Additionally, although the AUC was high, the wide confidence interval around specificity and the presence of publication bias—particularly for success and esophageal intubation rates—indicate potential selective reporting. Many studies with negative or neutral findings may not have been published. Moreover, the majority of studies had some concern in quality assessment domains, with two studies (Takeuchi and de Kock et al.) showing high risk of bias due to inadequate reference standards and selection issues. A further limitation is the inability to perform robust subgroup analyses based on operator experience, ultrasound technique, or equipment type due to the limited number of studies and inconsistent reporting of these variables. Future research with larger, more detailed studies will be needed to explore how these factors influence the diagnostic accuracy of POCUS. Future studies should employ standardized diagnostic frameworks and ensure blinding to reduce bias.

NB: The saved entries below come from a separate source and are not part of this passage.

PR #60, opened 2021-05-31
feat: synthetic nodes

niklaslong:
This PR:
- adds `pea2pea` backed synthetic nodes abstracting handshake (optional), read, write and message filtering.
- refactors and restructures `message.rs` into modules.
- removes custom `assert_matches!` in favour of [a well supported dep](https://github.com/murarth/assert_matches) as it supports guards.


src/helpers/synthetic_peers.rs
```diff
@@ -0,0 +1,180 @@
...
+    net::SocketAddr,
+};
+
+pub struct SyntheticNode {
+    inner_node: InnerNode,
+    inbound_rx: Receiver<Message>,
+}
+
+impl SyntheticNode {
+    pub fn new(node: Node, enable_handshaking: bool, message_filter: MessageFilter) -> Self {
```
Mirko-von-Leipzig, line 25: Is there a way one can re-configure this on the fly?

I'm not sure we have a use-case currently, but I'm thinking of a situtation where one wants to change `message_filter` in-between receive calls. I suppose that would also be impossible to control correctly since `Pea2Pea` starts a background task for reading the stream (?).

src/helpers/synthetic_peers.rs
```diff
@@ -0,0 +1,180 @@
...
+            inner_node.enable_handshaking();
+        }
+
+        Self {
+            inner_node,
+            inbound_rx: rx,
+        }
+    }
+
+    pub async fn connect(&self, target: SocketAddr) -> Result<()> {
```
Mirko-von-Leipzig, line 44: An alternate API to consider:

1. Have a SynthNodeBuilder (which has no recv/send methods)
2. Has a variety of `build` type methods, which return a `SynthNode`
     1. `connect` (connect, without any handshaking)
     2. `accept` (listen and accept without handshaking)
     3. `initiate_handshake` (connect and handshake)
     4. `recieve_handshake` (listen, accept and handshake)
     5. ... 

This prevents forgetting to connect (since one cannot receive / send on the builder). But could be too much boiler plate for not much more upside (:

src/helpers/synthetic_peers.rs
niklaslong: We could mutate the `SyntheticNode` if this is necessary (tough we'd need to `Arc` the inner node).

src/helpers/synthetic_peers.rs
niklaslong: Or did you mean as a replacement for `SyntheticNode::new`?

Mirko-von-Leipzig: Yes, as a replacement for `new`. All cases are currently covered, but one can misuse by doing

```
let peer = SyntheticNode ::new(...);
peer.recv_message(); // will panic!("all receivers dropped");
```

I'm suggesting something along these lines

```
let peer = SyntheticNode::builder(...)
                    .initiate_handshake(node_addr).await.unwrap();
peer.recv_message();
```

but its mostly a trivial thing, just means you can't forget to call `connect` etc.

niklaslong: I'd actually expect that first example to simply hang, since it will just `await` on the channel `recv`.

Mirko-von-Leipzig (approved):
Looking good!

PR #62, opened 2021-06-03
resistance 006

Mirko-von-Leipzig:
This is not quite what you had in mind, but since it took some effort I thought I'd rather you look at it.

A lot of the code is just stats related, the core of it is simply

Spin up N concurrent peers, which
1. send 100 requests, and validate the reply
2. send a corrupt message, and check the node's reaction

Since this is happening concurrently, the node should be reacting to valid and corrupt messages alike.


src/tests/resistance/fuzzing_flood.rs
```diff
@@ -0,0 +1,640 @@
...
+    // ZG-RESISTANCE-006
+    //
+    // Simulate high load situations, while also sending corrupt messages.
+    //
+    // We simulate active peers which send 100 requests (and validate the replies), and finally send a corrupt message
+    // which ends the connection. We measure the latency of the replies and the type of response to the corrupt message.
+    //
+    //  *NOTE* run with `cargo test --release tests::resistance::fuzzing_flood::rising_fuzz -- --nocapture`
+    //
+    // Currently only works for zcashd as it requires block seeding.
```
niklaslong, line 85: Have you tested the new zebra seeding with this yet?

src/tests/resistance/fuzzing_flood.rs
```diff
@@ -0,0 +1,640 @@
...
+    //
+    // Example zcashd run result (notably some connections appear to hang after sending the corrupt message, and some
+    // get replies to the corrupt message).
+    //
+    // Stats
```
niklaslong, line 90: Nice! 👌

src/tests/resistance/fuzzing_flood.rs
```diff
@@ -0,0 +1,640 @@
...
+    // ╞═══════╪══════════╪════════════╪═══════════╪═══════════╪═══════════╪════════════╪════════════╪══════════╪═════════╪═════════╪═══════════╪═════════════╪════════════╪══════════╡
+    // │     1 ┆      100 ┆          1 ┆         1 ┆         0 ┆         0 ┆          0 ┆          1 ┆        0 ┆       0 ┆       0 ┆         0 ┆           0 ┆          0 ┆     0.03 │
+    // ├╌╌╌╌╌╌╌┼╌╌╌╌╌╌╌╌╌╌┼╌╌╌╌╌╌╌╌╌╌╌╌┼╌╌╌╌╌╌╌╌╌╌╌┼╌╌╌╌╌╌╌╌╌╌╌┼╌╌╌╌╌╌╌╌╌╌╌┼╌╌╌╌╌╌╌╌╌╌╌╌┼╌╌╌╌╌╌╌╌╌╌╌╌┼╌╌╌╌╌╌╌╌╌╌┼╌╌╌╌╌╌╌╌╌┼╌╌╌╌╌╌╌╌╌┼╌╌╌╌╌╌╌╌╌╌╌┼╌╌╌╌╌╌╌╌╌╌╌╌╌┼╌╌╌╌╌╌╌╌╌╌╌╌┼╌╌╌╌╌╌╌╌╌╌┤
+    // │    10 ┆      100 ┆         10 ┆        10 ┆         0 ┆         0 ┆          1 ┆          5 ┆        0 ┆       1 ┆       1 ┆         0 ┆           0 ┆          2 ┆    10.72 │
+    // ├╌╌╌╌╌╌╌┼╌╌╌╌╌╌╌╌╌╌┼╌╌╌╌╌╌╌╌╌╌╌╌┼╌╌╌╌╌╌╌╌╌╌╌┼╌╌╌╌╌╌╌╌╌╌╌┼╌╌╌╌╌╌╌╌╌╌╌┼╌╌╌╌╌╌╌╌╌╌╌╌┼╌╌╌╌╌╌╌╌╌╌╌╌┼╌╌╌╌╌╌╌╌╌╌┼╌╌╌╌╌╌╌╌╌┼╌╌╌╌╌╌╌╌╌┼╌╌╌╌╌╌╌╌╌╌╌┼╌╌╌╌╌╌╌╌╌╌╌╌╌┼╌╌╌╌╌╌╌╌╌╌╌╌┼╌╌╌╌╌╌╌╌╌╌┤
+    // │    20 ┆      100 ┆         18 ┆        20 ┆         0 ┆         0 ┆          0 ┆         14 ┆        0 ┆       3 ┆       1 ┆         0 ┆           0 ┆          2 ┆    21.94 │
```
niklaslong, line 99: What's "max active", I notice it's lower than the peer count/accepted handshakes in some cases? Are these expected count - hung at the peak?

src/tests/resistance/fuzzing_flood.rs
```diff
@@ -0,0 +1,640 @@
...
+    // │   800 ┆      100 ┆        766 ┆       800 ┆         0 ┆         0 ┆          4 ┆        543 ┆       25 ┆     101 ┆      34 ┆         0 ┆           0 ┆         93 ┆   187.49 │
+    // ╰───────┴──────────┴────────────┴───────────┴───────────┴───────────┴────────────┴────────────┴──────────┴─────────┴─────────┴───────────┴─────────────┴────────────┴──────────╯
+
+    // Request latencies
+    // ╭───────┬──────────┬──────────┬──────────┬─────────────┬──────────┬──────────┬──────────┬──────────┬──────────┬───────────╮
+    // │ Peers ┆ Requests ┆ Min (ms) ┆ Max (ms) ┆ stddev (ms) ┆ 10% (ms) ┆ 50% (ms) ┆ 75% (ms) ┆ 90% (ms) ┆ 99% (ms) ┆ Request/s │
+    // ╞═══════╪══════════╪══════════╪══════════╪═════════════╪══════════╪══════════╪══════════╪══════════╪══════════╪═══════════╡
+    // │     1 ┆      100 ┆        0 ┆        0 ┆           0 ┆        0 ┆        0 ┆        0 ┆        0 ┆        0 ┆   3500.09 │
+    // ├╌╌╌╌╌╌╌┼╌╌╌╌╌╌╌╌╌╌┼╌╌╌╌╌╌╌╌╌╌┼╌╌╌╌╌╌╌╌╌╌┼╌╌╌╌╌╌╌╌╌╌╌╌╌┼╌╌╌╌╌╌╌╌╌╌┼╌╌╌╌╌╌╌╌╌╌┼╌╌╌╌╌╌╌╌╌╌┼╌╌╌╌╌╌╌╌╌╌┼╌╌╌╌╌╌╌╌╌╌┼╌╌╌╌╌╌╌╌╌╌╌┤
+    // │    10 ┆      100 ┆        0 ┆       52 ┆          19 ┆        0 ┆        0 ┆        1 ┆       50 ┆       51 ┆     37.78 │
```
niklaslong, line 134: That's a big drop!

src/tests/resistance/fuzzing_flood.rs
```diff
@@ -0,0 +1,640 @@
...
+
+    let mut rng = seeded_rng();
+    let valid_pool = valid_queries_responses();
+
+    let mut node: Node = Default::default();
+    node.initial_action(Action::SeedWithTestnetBlocks {
+        socket_addr: new_local_addr(),
+        block_count: 3,
+    })
+    .max_peers(peer_counts.iter().max().unwrap() * 2 + 10)
```
niklaslong, line 219: Is this arbitrarily higher than the peer count?

niklaslong (commented):
Nice work! I wonder if there's anyway of extracting the stat logic (we use it in quite a few tests). I'd probably wait until after the synth node refactor is in as it changes the game from that perspective.

src/tests/resistance/fuzzing_flood.rs
Mirko-von-Leipzig: I suspect its just random chance - its possible that the query chosen for the first test case with `N=1` was something trivial like `Ping` - which should go quicker.

Certainly worth investigating though.

src/tests/resistance/fuzzing_flood.rs
Mirko-von-Leipzig: Yes - just to ensure that the node should technically accept all of peer connections.

src/tests/resistance/fuzzing_flood.rs
Mirko-von-Leipzig: No, I didn't want to cross the two PR's - I can certainly try that though; would be interesting.

src/tests/resistance/fuzzing_flood.rs
Mirko-von-Leipzig: 'max active' is the peak number of concurrent connections. Maybe `peak` is a better word then :D The table headers in general could use an improvement.

Mirko-von-Leipzig:
> 
> 
> Nice work! I wonder if there's anyway of extracting the stat logic (we use it in quite a few tests). I'd probably wait until after the synth node refactor is in as it changes the game from that perspective.

Its worth considering - as you've mentioned before; might make sense to use a proper stats / events crate for eventual ingestion into grafana etc.

src/tests/resistance/fuzzing_flood.rs
Mirko-von-Leipzig: The hung connections and replies to the corrupt message may need some investigating.

Mirko-von-Leipzig: Completed my investigations.

1. Replies were as a result of letting valid messages into the test set
2. Hung connections are the node waiting for more data due to getting a corrupt message length. This is likely the correct behaviour.

Mirko-von-Leipzig:
I've updated the PR with quite a few changes, almost exclusively outside the test case itself.

Notably
1. Replace `panic` with `Err`
2. Cap `VarInt` and `VarStr` lengths
3. No longer `panic` when decoding invalid timestamps

src/protocol/message/mod.rs
```diff
@@ -168,7 +168,12 @@ impl Message {
             MEMPOOL_COMMAND => Self::MemPool,
             TX_COMMAND => Self::Tx(Tx::decode(bytes)?),
             REJECT_COMMAND => Self::Reject(Reject::decode(bytes)?),
-            _ => unimplemented!(),
+            cmd => {
+                return Err(std::io::Error::new(
+                    std::io::ErrorKind::InvalidInput,
```
niklaslong, line 173: 👌

niklaslong (approved):
Great work investigating this! 🎉 
I'm thinking this test (and the suite in general) might benefit from having stats implemented with the `metrics` crate.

Our findings advocate for the broader integration of tracheal POCUS into neonatal intubation algorithms, especially in circumstances where capnography may be unreliable, such as in neonates with poor perfusion states or during chest compressions. Future research should prioritize RCTs comparing POCUS-guided confirmation versus traditional methods in emergency and elective neonatal intubations. Standardization of training protocols is essential, allowing for routine and evidence-guided management of neonates.

Conclusion

Real-time point-of-care tracheal ultrasonography is a highly sensitive and moderately specific tool for confirming the correct site of endotracheal tube placement in neonates in acute care settings. It offers rapid, bedside, radiation-free confirmation and may reduce the incidence of undetected esophageal intubation. While variability in technique and operator skill remains a limitation, the overall diagnostic accuracy and safety profile of POCUS support its increasing adoption in neonatal airway management protocols. Despite methodological heterogeneity across studies, this analysis provides the most comprehensive evidence to date supporting POCUS as a valuable adjunctive tool for neonatal endotracheal tube placement verification, while highlighting the need for standardized protocols and training programs. Larger, high-quality prospective studies and implementation trials are warranted to further consolidate its role and optimize training frameworks.